Author Posts

March 6, 2018 at 8:37 am

Hi.

I'm hoping someone can help me change a string of code from working with one site to another.

this is what I have working for one site:

$InputLinksFile = "c:\temp\InputLinks.txt"
$OutputLinksFile = "C:\temp\OutputLinks.txt"
$InputLinks = @()

$BasePage = "https://www.fanfiction.net/tv/Buffy-The-Vampire-Slayer/?&srt=2&lan=1&r=10&p="
[int]$FirstPageNumber = "600"
[int]$LastPageNumber = "601"
$CurrentPageNumber = $FirstPageNumber

# Make a list of all the pages we want to input, counting from FirstPageNumber to LastPageNumber
while ($CurrentPageNumber -le $LastPageNumber) {
$InputLinks += "$BasePage$CurrentPageNumber"
$CurrentPageNumber++
}

# If you want to manually input a list of pages instead, remove # in front of the next line:
$InputLinks = Get-Content -Path $InputLinksFile

ForEach ($InputLink in $InputLinks) {
# Fetch the entire page.
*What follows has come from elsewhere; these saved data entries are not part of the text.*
PR #2865, opened 2025-01-23
OHMS new-style XML WebVTT parsing and transcript display

jrochkind:
New OHMS transcripts have (a certain subset of) WebVTT in a `vtt_transcript` tag 

1. New class to parse WebVTT https://www.w3.org/TR/webvtt1/
2. OhmsXML class can recognize presence of either legacy or new vtt transcript, and parse either one
3. Indexer can get indexable transcript_text from either one to index to solr

There's more coming for actual display of VTT transcripts, but this is (more than) enough for first PR.

### DIFF
--- a/app/models/oral_history_content/ohms_xml/vtt_transcript.rb
+++ b/app/models/oral_history_content/ohms_xml/vtt_transcript.rb
@@ -1,0 +1,109 @@
+require 'webvtt'
+
+class OralHistoryContent
+  class OhmsXml
+
+    # Can parse WebVTT content -- or at least the subset delivered by the OHMS
+    # new-style 2025 OHMS transcript with <vtt_transcript> element in xml.
+    # https://www.w3.org/TR/webvtt1/
+    #
+    # Uses the `webvtt` gem for initial parsing, but that gem is basic and
+    # not very maintained, so we need some massaging and post-processing
+    # to get what we need.
+    #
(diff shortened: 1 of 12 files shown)


app/models/oral_history_content/ohms_xml/vtt_transcript.rb
```diff
@@ -0,0 +1,132 @@
...
+            ($1.to_i * 60) + $2.to_i + $3.to_f
+          end
+        end
+
+        def paragraphs
+          @paragraphs ||= begin
+            # This tricky regex using both positive lookahead and negative lookahead
+            # will split into voice tags, taking into account that some text might not
+            # be in a voice tag, and that voice tag does not have to ber closed when it's the whole cue
+            (text || -"").split(/(?=\<v[ .])|(?<=\<\/v>)/).collect do |voice_span|
```
eddierubeiz, line 95: -"" looks like a typo to me!

eddierubeiz (changes requested):
Looks great - thanks for the tests. Found what I think is a typo.

app/models/oral_history_content/ohms_xml/vtt_transcript.rb
eddierubeiz: Ah, just shorthand for "".freeze .

eddierubeiz (approved):

Issue #905, opened 2020-10-28
For books with many pages, don't show all pages to the user at first.


eddierubeiz:
In our efforts to see if our app could work on Heroku, one persistent obstacle has been making sure the works that have over a hundred pages don't load too slowly.
While this a very small proportion of our overall works, these works tend to be high-prestige books, [Ramelli](https://digital.sciencehistory.org/works/4b29b614k) being the prime example. At the moment, on Heroku, these works take quite a long time to load compared to on our current setup.
This ticket covers the work of experimenting with changes to the user interface so when you first pull up a book like Ramelli, you do not see all the members (pages) in the browser immediately. This will make the page load much faster.
This is a complex question with accessibility implications.

jrochkind:
My measurements showed that 80 would be a nice break -- 80 children still displays relatively quickly, and there are a pretty small proportion of works that haev more than 80 children. (Although I can't seem to find my notes on the details there at the moment). 

In addition to work show page, another slow pages is the JSON data that powers the viewer, at a `viewer_images_info` route. This currently returns JSON for all children, and can also be fairly slow -- while the user might not notice as it happens in the bg, it can still be bogging down our app, with other requests waiting behind. It would be of benefit to split that up so the front-end JS requests the `viewer_images_info` JSON data in batches of 100 -- the user wouldn't be waiting any longer, but it would distribute between load balanced workers better/more evenly, instead of clogging up a request queue.

jrochkind:
The new Rails "turbo frames" JS library may be useful here. Here is a good overview: https://mailchi.mp/railsspeed/turbo-frames-drive-and-migrating-a-legacy-app?e=e9606cf04b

Get links in page with ().Links. Page is compressed with gzip, so we'll have to account for that
$InputPageLinks = (Invoke-WebRequest -Uri $InputLink -Headers @{"Accept-Encoding"="gzip"}).Links
# Filter the link list to only contain links with the sequence "/1/" in it.
$FilteredOutputLinks = $InputPageLinks | Where-Object {$_.href -like "*/1/*"}
# The provided links are relative and not absolute, so we need to add the domain name to the output
foreach ($OutputLink in $FilteredOutputLinks) {
$FinalLink = "https://fanfiction.net$($Outputlink.href)"
Out-File -Append -FilePath $OutputLinksFile -InputObject $FinalLink
}
Clear-Variable InputPageLinks
}

Example link from the new site: https://archiveofourown.org/tags/Buffy%20the%20Vampire%20Slayer/works
And this is the type of links that need to be extracted: https://archiveofourown.org/works/13345065

I'm hoping someone can help me.

Thanks

March 6, 2018 at 2:30 pm

You would need to post an example link here without it it's impossible to help. It looks like you may have tried and the forum filtered it out so perhaps try again and use the code insert.

March 7, 2018 at 6:12 am

I've now edited so the two links in the first post are visible.